Zakaria Rachid, souligne notamment qu’un risque majeur plane sur les nombreuses organisations qui intègrent des technologies telles que ChatGPT d’OpenAI ou Bard de Google dans leurs produits, pour la création de chatbots par exemple. « Un des risques réside dans la possibilité d'une injection de prompt. Ce fut le cas le mois dernier pour Chevrolet dont le chatbot a été détourné pour générer du contenu trompeur et nuisible. En 2024, ce type d'attaque devrait s'intensifier. Outre le chatbot, on peut imaginer des IA compromises qui permettraient d’extraire des infos ou de planifier des actions techniques comme des commandes malveillantes par exemple. » Zakaria Rachid encourage les organisations à réaliser du threat modeling à chaque intégration pour contrer ces phénomènes de prompt injection, mais pas seulement. Comme d’autres experts de la cybersécurité, il rappelle que les méthodes assistées par IA, telles que les deepfakes et le clonage vocal, décuplent les chances de succès de l'ingénierie sociale.

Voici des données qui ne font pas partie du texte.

PR #240, opened 2020-05-19
Add k3s v1.17.4 back in and limit Rancher version scope

davidnuzik:
* Based on a slack conversation, we want v1.17.4 to stay in and target up to Rancher v2.4.2
* We want v1.17.5 in, but only for Rancher v2.4.3 and newer
* In the future, the maxChannelServerVersion would be changed to a lower version. This will become normal process.

### DIFF
--- a/channels.yaml
+++ b/channels.yaml
@@ -1,5 +1,8 @@
 releases:
-- version: v1.17.5+k3s1
+- version: v1.17.4+k3s1
   minChannelServerVersion: v2.4.0-rc1
+  maxChannelServerVersion: v2.4.2
+- version: v1.17.5+k3s1
+  minChannelServerVersion: v2.4.3-rc1
   maxChannelServerVersion: v2.4.99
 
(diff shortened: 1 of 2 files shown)


davidnuzik:
agreed @rmweir 
Will work on that later tomorrow or wed as they are not priority. I'll make sure I track so don't forget.

davidnuzik:
Smoke tests complete (we already completed proper testing earlier)

Validated in (single-node) Rancher v2.4.3:
- Modify rke-metadata-config so points to dev-v2.4 branch
- Import single-node k3s cluster running v1.17.3
- Ensure when edit only see v1.17.5 option to upgrade to
- Upgraded and process was successful

Validated in (single-node) Rancher v2.4.2:
- Modify rke-metadata-config so points to dev-v2.4 branch
- Import single-node k3s cluster running v1.17.3
- Ensure when edit only see v1.17.4 option to upgrade to
- Upgraded and process was successful

PR #241, opened 2020-05-19
Support 1.15.12 & Upgrade ingress version

ryansann:

PR #248, opened 2020-05-21
Add missing ingress template mapping

ryansann:
I missed this when creating a new branch yesterday and didn't have the chance to test before merging, this should fix the cluster provisioning issue we are seeing.

PR with missing mapping: 
#241

Issue link: 
rancher/rancher#27191


ryansann:
I tested this and cluster provisioning is working as expected with this change

PR #254, opened 2020-05-27
Bump k3s to v1.17.5 and add v1.18.2 entry for R v2.4.4-rc1 or higher

davidnuzik:
* Bump to v1.17.5
* Add v1.18.2 for Rancher v2.4.4-rc1 min version

Related PR for dev-v2.5 branch: https://github.com/rancher/kontainer-driver-metadata/pull/255

PR #255, opened 2020-05-27
Bump k3s to v1.17.5 and add v1.18.2 entry for R v2.4.4-rc1 or higher

davidnuzik:
* Bump to v1.17.5
* Add v1.18.2 for Rancher v2.4.4-rc1 min version

Related PR for dev-v2.4 branch: https://github.com/rancher/kontainer-driver-metadata/pull/254

### DIFF
--- a/channels.yaml
+++ b/channels.yaml
@@ -1,8 +1,7 @@
 releases:
-- version: v1.17.4+k3s1
-  minChannelServerVersion: v2.4.0-rc1
-  maxChannelServerVersion: v2.4.2
 - version: v1.17.5+k3s1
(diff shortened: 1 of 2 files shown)


rmweir:
is there a point in having versions in 2.5 dev that are only in 2.4? if these actually went into 2.5 (master) they wouldn't be visible in any 2.5.x tagged release

davidnuzik:
@rmweir Denise has asked that I always keep dev-v2.4 and dev-2.5 in sync. That should go for anyone else as well even changes outside of k3s here in channels.yaml.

Attaques ciblées et quishing montent en puissance

Ces techniques d'attaque informatique qui consistent à tromper les individus pour qu'ils divulguent des informations sensibles, telles que des identifiants de connexion, des mots de passe ou des informations financières devraient elles aussi être facilitées par l’IA. « L’IA permet de collecter et traiter une multitude d’informations sur n’importe qui et de générer du contenu de qualité et très personnalisé. Ces attaques qui, auparavant, ciblaient les VIP vont devenir mainstream », explique Zakaria Rachid.

Le Chief Intelligence Officer chez Sekoia.io met en évidence un autre risque émergent lié à la démocratisation de l'intelligence artificielle : le quishing. Une arnaque au faux QR code qui permet au cybercriminel de rediriger la personne qui le scanne vers un site internet qui, bien souvent, à l’air sérieux et officiel, pour qu’elle y rentre ses informations personnelles. « C’est une menace très efficace. Nous prêtons de plus en plus d’attention aux adresses lorsqu’on juge un mail douteux, mais personne ne vérifie l’URL que génère le QR code une fois scanné et, ici encore, l’IA facilite la massification de faux. »

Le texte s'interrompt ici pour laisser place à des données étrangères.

PR #264, opened 2020-05-29
add v1.15.12-rancher1-1

kinarashah:


rke/k8s_service_options.go
```diff
@@ -140,6 +140,22 @@ func loadK8sVersionServiceOptions() map[string]v3.KubernetesServicesOptions {
...
 		},
+		"v1.15.12-rancher1-1": {
+			Etcd:           getETCDOptions(),
+			KubeAPI:        getKubeAPIOptions115(),
+			Kubelet:        getKubeletOptions115(),
+			KubeController: getKubeControllerOptions(),
+			Kubeproxy:      getKubeProxyOptions(),
+			Scheduler:      getSchedulerOptions(),
+		},
+		"v1.15.12-rancher2-2": {
```
deniseschannon, line 151: Why wasn't this added as part of @ryansann adding of 1.15.12? Why is it added now?

rke/k8s_version_info.go
```diff
@@ -88,6 +88,10 @@ func loadK8sVersionInfo() map[string]v3.K8sVersionInfo {
 			MinRancherVersion: "2.3.7",
 			MinRKEVersion:     "1.0.7",
 		},
+		"v1.15.12-rancher1-1": {
+			MinRancherVersion: "2.3.3",
```
deniseschannon, line 92: Can this be 2.3.7 to match the latest 1.15.X in 2.3?

rke/templates/templates.go
```diff
@@ -78,7 +78,8 @@ func LoadK8sVersionedTemplates() map[string]map[string]string {
 			">=1.16.4-rancher1 <1.16.8-rancher0":       canalv117,
 			">=1.16.0-alpha <1.16.4-rancher1":          canalv116,
 			">=1.15.12-rancher2-2 <1.16.0-alpha":       canalv115PrivilegedCalico3134,
-			">=1.15.11-rancher1-1 <1.15.12-rancher2-2": canalv115Privileged,
+			">=1.15.11-rancher1-1 <1.15.12-rancher1-1": canalv115Privileged,
+			">=1.15.12-rancher1-1 <1.15.12-rancher2-2": canalv115,
```
deniseschannon, line 82: Why were we using `canalv115Privileged` and now we're not for 1.15.12?

rke/k8s_service_options.go
kinarashah: I'm guessing we missed it, but we do need it because the fallback default option for v1.15 doesn't have etcd options

rke/k8s_version_info.go
kinarashah: What about users who upgrade from 2.2.13 to any version <2.3.7?

kinarashah: Adding version info was required because of validation checks, I've arranged the list to add an exception for 1.15.12-rancher1-1

rke/templates/templates.go
kinarashah: Added comment to clarify this logic 
```
// 1.15.12-rancher1-1 comes from 2.2.13, uses old canalv115 template
```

Pour François Deruty - qui supervise des activités liées à la collecte, à l'analyse et à l'utilisation de renseignements chez Sekoia.io -, cette nouvelle forme de cybercriminalité souligne la nécessité d’une réflexion profonde sur la sensibilisation à l'IA, la culture de la sécurité et la collaboration étroite entre organisations et prestataires, car seule une approche globale et proactive pourra véritablement renforcer notre résilience face à ces menaces cyber qui ne connaissent aucune limite dans leur perfectionnement constant.